Income from continuing operations increased by approximately $12.1 million during the three months ended May 1, 2004 as compared to the three months ended May 3, 2003. These increases were made possible primarily by the increase in comparable store sales and improved merchandise margins achieved during the period.

Segment Operations

We are organized into two business segments — North America and International. Following is a discussion of results of operations by business segment.

North America Division

Key statistics and results of operations for our North American division are as follows (dollars in thousands):

                 
    Three Months Ended
    May 1, 2004
  May 3, 2003
Net sales
  $ 208,200     $ 176,822  
Comparable store sales
    18 %     10 %
Gross profit percentage
    58.3 %     53.6 %
Number of stores at the end of the period (excludes Claire’s Nippon)
    2,123       2,161  

It is our objective to increase sales in North America primarily through generating comparable store sales increases and also by increasing our quantity of profitable store locations.
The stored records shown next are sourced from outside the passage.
PR #1381, opened 2023-09-04
GitHub actions use Depends-On: strings in the PR description

fredericlepied:
This allows to have dependencies between PR in the Github actions like in DCI.

### DIFF
--- a/Makefile
+++ b/Makefile
@@ -64,7 +64,7 @@ build:
 		build-cnf-tests \
 		test
 
-build-tnf-tool:
+build-tnf-tool: go.sum
 	go build -o tnf -v cmd/tnf/main.go
 
 # Cleans up auto-generated and report files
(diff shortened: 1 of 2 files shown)


Makefile
```diff
@@ -117,9 +117,12 @@ build-cnf-tests-debug: results-html
 	PATH=${PATH}:${GOBIN} ginkgo build -gcflags "all=-N -l" -ldflags "${LINKER_TNF_RELEASE_FLAGS} -extldflags '-z relro -z now'" ./cnf-certification-test
 
 # Installs build tools and other required software.
-install-tools:
+install-tools: go.sum
 	go install "$$(awk '/ginkgo/ {printf "%s/ginkgo@%s", $$1, $$2}' go.mod)"
 
+go.sum: go.mod
+	go mod tidy
+
```
sebrandon1, line 125: Are these changes needed?

fredericlepied: yes because when the dependency is injected you need to run this command.

sebrandon1: The go.sum shouldn't need to be recreated at this point.  Unless I'm missing something that has to do with the new depends-on action?

fredericlepied: The process of injecting a change is modifying `go.mod` so `go.sum` needs to be regenerated.

sebrandon1 (approved):

PR #1384, opened 2023-09-05
Remove automount and projected volume tests

sebrandon1:
We have determined that the existing pod-service-account test covers the scenario quite well where we only enforce that the user must have a non-default service account specified.

We will have to remove the QE tests and the references to the best practice document as well.


edcdavid (approved):

sebrandon1:
@edcdavid should we close this PR in favor of #1385?

sebrandon1:
After some discussion about the relevance of these tests and some reading of the documentation, it seems that we probably do not need to keep the projected volume test.  See the following raw YAML:

image

If you are are attempting to create a pod with a service account similar to the above, in k8s 1.22+ the service account tokens are automatically added as a projected volume mount in pods:

image

It ends up looking like:

image

sebrandon1:
Closing in favor of: https://github.com/test-network-function/cnf-certification-test/pull/1428

PR #1385, opened 2023-09-06
Check for default SA in projected volume test

sebrandon1:
Changes the projected volume test to only look for `system:serviceaccount:default:default` service account "audiences" to allow for users to use projected service account tokens that aren't default.  This matches other tests where we prevent users from using default service account token references.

Net sales in North America during the three months ended May 1, 2004 increased by $31.4 million, or 17.7%, from the three months ended May 3, 2003. The increase in net sales was primarily attributable to comparable store sales increases of 18% during the three months ended May 1, 2004. We acquired 768 Afterthoughts stores in December 1999. Since that time, it has been our objective to close, or not renew, a number of under-performing or duplicative stores, and to re-name, upon lease renewal or landlord approval, the remaining Afterthoughts stores to Icing by Claire’s in order to capitalize on the Claire’s brand. Since we acquired the Afterthoughts stores, 409 have been closed or not renewed and 234 have been renamed to either Claire’s or Icing by Claire’s. We believe that the re-naming of these stores has contributed to the comparable store increases experienced during the first three months of Fiscal 2005, and we plan to continue to re-name the remaining stores upon lease renewal or as landlords permit.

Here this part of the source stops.